Another interesting fact: women had a lower average than confidence in the decisions of senior management, without “strong agreements” and a few “disagreements”. I recently read a post on the Be Glue page that offers a possible explanation here:
Women are socialized to nurture and often take on extra work to protect their team members from decisions made in leadership that could be a challenge for others to adjust to. Recent changes to the organization’s chart come to mind; there may be other factors. If women statistically feel the impact and are tired of trying to mitigate that impact, while men are more likely to feel the benefits of that glue / care without that much cost, this could explain some of the differences between men’s and women’s experiences. That is a hypothesis. It’s a story I could tell from the data I have about this team and from industry data. I don’t know if that’s our story.
To learn more about what a story (stories?) Is, Melissa [our new VP of People] and I will be leading a session with women in engineering to hear more about the experience of a female engineer at Buffer and why it is different – and even worse – from the experience of a man in engineering.
For men reading this, you are absolutely welcome to share your thoughts with Melissa or with me directly. If you’ve noticed something that would negatively impact your female co-workers, I absolutely want to hear about it, and if you have ideas, share them.

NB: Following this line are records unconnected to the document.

PR #54, opened 2019-09-10
Cleanups and fixes for RHEL8

hardys:
This makes use of the recently added packages_installation role to install the needed packages on RHEL8, I also removed some unused packages for all platforms (lolcat/figlet) and moved the packages map definition to a more typical roles/default/main.yml location.

WIP as this has only been tested on RHEL8 so far, and not yet tested e2e with dev-scripts.

### DIFF
--- a/centos_install_requirements.sh
+++ b/centos_install_requirements.sh
@@ -16,14 +16,17 @@ fi
 sudo yum -y update
 
 # Install additional repos as needed for each OS version
+source /etc/os-release
+# VERSION_ID can be "7" or "8.x" so strip the minor version
+DISTRO="${ID}${VERSION_ID%.*}"
 if [ ! -f /etc/yum.repos.d/epel.repo ] ; then
-    if grep -q "Red Hat Enterprise Linux release 7" /etc/redhat-release ; then
+    if [[ $DISTRO == "rhel7" ]]; then
         sudo yum -y install https://dl.fedoraproject.org/pub/epel/epel-release-latest-7.noarch.rpm
-    elif grep -q "Red Hat Enterprise Linux release 8" /etc/redhat-release ; then
+    elif [[ $DISTRO == "rhel8" ]]; then
         sudo subscription-manager repos --enable=ansible-2-for-rhel-8-x86_64-rpms
         sudo alternatives --set python /usr/bin/python3
     else
-        sudo yum -y install epel-release --enablerepo=extras
+        sudo yum -y install epel-release dnf --enablerepo=extras
     fi
 fi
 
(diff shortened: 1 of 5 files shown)


hardys:
cc @namnx228 - this moves the vars file added in #37 to to a role default, I wasn't sure if there was a reason you defined that at the top-level though?

hardys:
@russellb - this is working for me on RHEL8 now, I'm thinking we can probably switch the 01 script in dev-scripts to source centos_install_requirements.sh and remove some duplicated things?

Also it seems there are delorean packages for python3-virtualbmc now, so we can remove the from-source install of that too.

russellb:
> @russellb - this is working for me on RHEL8 now, I'm thinking we can probably switch the 01 script in dev-scripts to source centos_install_requirements.sh and remove some duplicated things?
> 
> Also it seems there are delorean packages for python3-virtualbmc now, so we can remove the from-source install of that too.

sounds good to me.  want to put up a dev-scripts PR that uses this to check centos7?

hardys:
> sounds good to me. want to put up a dev-scripts PR that uses this to check centos7?

https://github.com/openshift-metal3/dev-scripts/pull/804 pushed, testing still in-progress, in particular I've not yet proved it works on a fresh centos install but lets see if it passes CI.

I think we can probably also remove the dev-scripts requirement for yq now, so we can potentially remove the need to pip install anything.

elfosardo:
can we remove ansible and wget from the list since they're already installed by the requirements script?
also wondering if we should rename centos_install_requirements.sh

hardys:
> can we remove ansible and wget from the list since they're already installed by the requirements script?

They aren't installed in the metal3-dev-env 01_install_requirements.sh, and the idea is to remove that from the dev-scripts one too, ref openshift-metal3/dev-scripts#804

We could rename the requirements script, but that seems cosmetic - what would we call it centos_rhel_requirements.sh?

hardys:
Oh sorry elfosardo I see what you mean, yes we could remove them from the ansible packages data, not sure that gains us much, but I guess if someone wanted to use an inventory that contained nodes other than the virthost it's one less requirement that gets installed.

namnx228:
> cc @namnx228 - this moves the vars file added in #37 to to a role default, I wasn't sure if there was a reason you defined that at the top-level though?

Yes, You can move like this. 
At the beginning, I defined `package_installation` as the top-level for increasing the scalability for the playbook.  It is easier to add and manage variables if we keep a structure like that. But if it is not necessary to do much update to these variables, you can move it as you have done.

centos_install_requirements.sh
```diff
@@ -27,7 +30,7 @@ fi
 # Install required packages
 # python-{requests,setuptools} required for tripleo-repos install
 sudo yum -y install \
-  python-pip \
```
namnx228: Is python-pip installed in RHEL7 and RHEL8 by default?

hardys: No it's not, but it will be installed via packages_installation before we attempt any pip installs, so I removed it here and added python3-pip for RHEL8 (packages_installation already defined python-pip for centos/RHEL7 but that won't work on RHEL8)

vm-setup/roles/packages_installation/defaults/main.yml
```diff
@@ -86,6 +83,9 @@ packages_installation:
          - nmap 
          - patch 
          - psmisc 
+         - python3-pip
```
hardys: @namnx228  FYI, and python-pip is already defined for el7 above - I checked in the role tasks and we'll do the RPM install before the pip install task so this should be OK I think?

hardys:
Ok https://github.com/openshift-metal3/dev-scripts/pull/804 passed and I've tested this locally on CentOS7 and RHEL8 so removing the WIP, ready for review.

vm-setup/roles/packages_installation/defaults/main.yml
namnx228: Yes, I think it is okay. 
In Ubuntu, when I installed Ansible by apt, it didn't get the latest version, but a version which leaded to some errors. That is the reason why I used pip to install Ansible on both Ubuntu and Centos to get the latest version or a specific version that we know it works properly. 
But I believe that softwares version installed by RPM  are tested extremely carefully, so it is okay if we install Ansible using yum.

The reason I don’t include men in this live discussion is that I want to hear women’s stories from women because, according to the data, we see that the story is different for women. I hope this makes sense. And I’m glad to talk more about it.
I do not have enough data on race and sexual orientation to have statistically significant sample sizes, so I cannot draw any conclusions for these groups as part of this study. We know that these groups can also have a harder time in the industry in general.
In the long run, a more diverse team will mean more data. In the short term, we will have to rely on other methods to ensure that everyone has the same experience. There is work to be done, and his absence in the survey results does not erase that work.
As we continue to make changes and improvements to the engineering experience at Buffer, we look forward to sharing our knowledge along the way.